For catfish, stink bait that you "punch" your hook in and pull it out.


----------



## Sunbeam (Feb 24, 2009)

I just use my finger.
Works OK. And it did stop me from biting my nails.


----------



## CrazyBass (May 1, 2013)

How do you make Punch Bait?


----------



## fishin_envy (Aug 13, 2010)

I end up with tons of broken folding canvas lawn chairs from the ball field. I just cut off a piece of the metal tubing that the frame is made of and flatten the end with a hammer. When it gets nasty, into the trash it goes. New one is ready and waiting. Anyone need some old broken chairs ?


----------



## CrazyBass (May 1, 2013)

Okay I went to YouTube and found out what Punch bait is. I will be out This weekend trying it out.


----------



## obiewan57 (Sep 14, 2005)

3/4 inch conduit mashed flat on the end and slightly bent at the working end works for me.


----------



## crazytexansfan (Jul 12, 2013)

has anyone used little stinker or danny catfish king punch is it good


----------



## txtrotliner88 (Mar 3, 2013)

I like your idea. That long handle will definitely help keep your hands clean. We all know that stuff does not wash off very easily, at least the smell anyway. I use a regular eating spoon with a makeshift handle extension and it works well. It's easy to get a nice round ball of bait and good hook coverage.


----------



## txtrotliner88 (Mar 3, 2013)

I mix CJ's monster with Hog Wild Original in a larger container and it works well. CJ's has more fiber so it stays on the hook well but I like the consistency of hog wild better.
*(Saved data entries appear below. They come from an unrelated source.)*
PR #2266, opened 2025-07-01
fix: Update last certified event blob index upon startup

sadhansood:
## Description

Closes WAL-693.

## Test plan

---

## Release notes

- [ ] Storage node:
- [ ] Aggregator:
- [ ] Publisher:
- [ ] CLI:


mlegner (approved):
Thanks, @sadhansood! 👍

The two together are perfect. This time of year with cooler mornings I add a little vegetable oil to loosen the bait up, plus the oil helps repel water and the bait stays on better. In warmer weather just poor off any excess oil then stir the bait up really good


----------



## Bukmstr (Nov 12, 2004)

Here Ya Go!


----------



## ChuChu (Jan 23, 2010)

This is what I use. The bottom one is one I made using 1/4" stainless steel tubing, and the top one I bought at Wally World garden center for $1.97 in the garden dept.


----------



## CrazyBass (May 1, 2013)

Bukmstr said:


> Here Ya Go!


I am curious what kind of set up he is using know.....


----------



## texas skiffaroo (Oct 8, 2013)

Thanks for sharing Bukmstr. Great job on videos.
Going to try my luck with it at Somerville.


----------



## isaac.mendiola (Aug 16, 2013)

Sunbeam said:


> I just use my finger.
> Works OK. And it did stop me from biting my nails.


Me too. But there are those times where I do forget lol

Sent from my SCH-I535 using Tapatalk


----------



## SSNJOHN (May 21, 2004)

Crossbow bolt or cut down aluminum arrow shaft. A couple fit in the console rod holder even with a rod in it.


----------